### WORK TO BE COMPLETED
Look over the entries that follow and work out how many lines contain "kwargs". State the number only.

### PROVIDED ENTRIES
PR #39, opened 2021-09-01
Use immutable default values

maratori:


lona/server.py
```diff
@@ -447,9 +447,9 @@ async def _handle_http_request(self, http_request):
             return response
 
         # websocket requests ##################################################
-        if(http_request.method == 'GET' and
-           http_request.headers.get('upgrade', '').lower() == 'websocket'):
-
+        if (http_request.method == 'GET' and
+                http_request.headers.get('upgrade', '').lower() ==
+                'websocket'):
```
fscherf, line 452: This seems to be only a style change. Can you put this in another commit?

lona/view.py
```diff
@@ -37,9 +37,8 @@ def _add_view_to_objects(cls, view_object):
     def _remove_view_from_objects(cls, view_object):
         objects_key = cls._get_objects_key(view_object, is_class=False)
 
-        if(objects_key in cls._objects and
-           view_object in cls._objects[objects_key]):
-
+        if (objects_key in cls._objects and
+                view_object in cls._objects[objects_key]):
```
fscherf, line 41: This is also only a style change

fscherf (commented):
Besides some nitpicking great PR!

lona/server.py
maratori: Removed this change. It was done by my IDE, not intentionally.

lona/view.py
maratori: Removed this change. It was done by my IDE, not intentionally.

fscherf:
Great! Thanks! That looked like some tedious work

PR #41, opened 2021-09-01
Avoid possible `NameError`

maratori:


fscherf:
@maratori: does this change the default output color to green?

maratori:
@fscherf Yes

fscherf:
@maratori the default foreground color of the terminal should not be changed to make all sorts of terminal color palettes work. We recently had issues with light terminals.

maratori:
@fscherf I can change it, if you want.
Just wanted to note that I used the same config as for debug.

fscherf:
@maratori: No worries! I think we should initialize all values as empty strings.

When i fixed the color issue initially, a read a bunch of best practice articles and the common sense was, that foreground and background of the default output should remain unchanged. Coloring errors red works in most terminals and if debug does not work as expected, thats acceptable because thats only for developers or admins.

maratori:
@fscherf Done

fscherf:
@maratori: Great! Thanks :)

PR #42, opened 2021-09-01
Remove unused variables

maratori:


lona/routing.py
```diff
@@ -179,15 +179,11 @@ def _reverse(self, name, *args, **kwargs):
...
-        key_error = None
-
         try:
             return route.format_string.format(*args, **kwargs)
 
         except KeyError as e:
-            key_error = e
-
-        raise ValueError('missing URL arg: {} '.format(key_error.args[0]))
+            raise ValueError('missing URL arg: {} '.format(e.args[0]))
```
fscherf, line 186: This is actually on purpose to avoid stacking tracebacks

fscherf (changes requested):
Great! I am ok with all changes except for one.

lona/routing.py
maratori: Reverted and added comment

fscherf:
Thanks!

For the future: It would be nice if you could split up these kinds fixes in smaller commits with commit messages for better orientation like ``imports: acquire: remove unused variable``.

PR #43, opened 2021-09-01
Remove old methods `Node._xxx_patches`

maratori:
If I'm right, they are not used anymore (after 83b35ff42ef49513ba41f12c4489a108d3365f89).


fscherf:
@maratori: You are right. Thanks for the patch!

### EXERCISE RESPONSE
2